Protozoans are gaining recognition as environmental hosts for a variety of waterborne pathogens. We compared the growth of Mycobacterium avium, a human pathogen associated with domestic water supplies, in coculture with the free-living amoeba Acanthamoeba polyphaga with the growth of M. avium when it was separated from amoebae by a 0.1-μm-pore-size polycarbonate membrane (in a parachamber). Although viable mycobacteria were observed within amoebal vacuoles, there was no significant difference between bacterial growth in coculture and bacterial growth in the parachamber. This suggests that M. avium is able to grow saprozoically on products secreted by the amoebae.
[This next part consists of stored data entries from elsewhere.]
PR #1209, opened 2025-09-01
Implement `filter`ing columns of `Results` `DataFrame`s

gnn:
Since the `DataFrame` of a `Results` variable can have a lot of columns, not all of which might be of interest for a user, this PR implements an API to easily filter specific columns in order to only retain those of interest.

NOTE: This PR description is not complete and I will write a few more bullet points with desired and implemented features later.

### DIFF
--- a/src/oemof/solph/_models.py
+++ b/src/oemof/solph/_models.py
@@ -455,6 +455,13 @@ class Filters(dict):
         result.update(filters)
         return result
 
+    @staticmethod
+    def nofilter(*args, **kwargs):
+        return True
+
+    def __getitem__(self, variable: str) -> pd.DataFrame | pd.Series:
+        return self.get(variable, self.nofilter)
+
 
 class Results:
     filters = Filters(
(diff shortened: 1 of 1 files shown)


src/oemof/solph/_models.py
```diff
@@ -446,7 +447,31 @@ def relax_problem(self):
         return self
 
 
+class Filters(dict):
+    def updating(
+        self, filters: dict[str, Callable[[object], bool]]
+    ) -> "Filters":
+        result = Filters(self)
```
Bachibouzouk, line 454: Why is this needed? Rather than `self.update(filters)` ?

Bachibouzouk (commented):
It would be great to have an example of usage

src/oemof/solph/_models.py
gnn: I tried to explained that in the corresponding [commit message](https://github.com/oemof/oemof-solph/commit/9182ba5cda5d9ddd45bc2a6b8118e26a87b76808).  I agree though, that both, `updating` and `Filters` could use a docstring which would contain some of what is written in the mentioned commit message. Would you mind giving it a read and if that doesn't answer your questions I'll have a better understanding on what to change once I'll write those docstrings.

In contrast, Legionella pneumophila, a well-studied intracellular parasite of amoebae, multiplied only in coculture. A comparison of amoebae infected with L. pneumophila and amoebae infected with M. avium by electron microscopy demonstrated that there were striking differences in the locations of the bacteria within amoebal cysts. While L. pneumophila resided within the cysts, M. avium was found within the outer walls of the double-walled cysts of A. polyphaga. These locations may provide a reservoir for the bacteria when environmental conditions become unfavorable.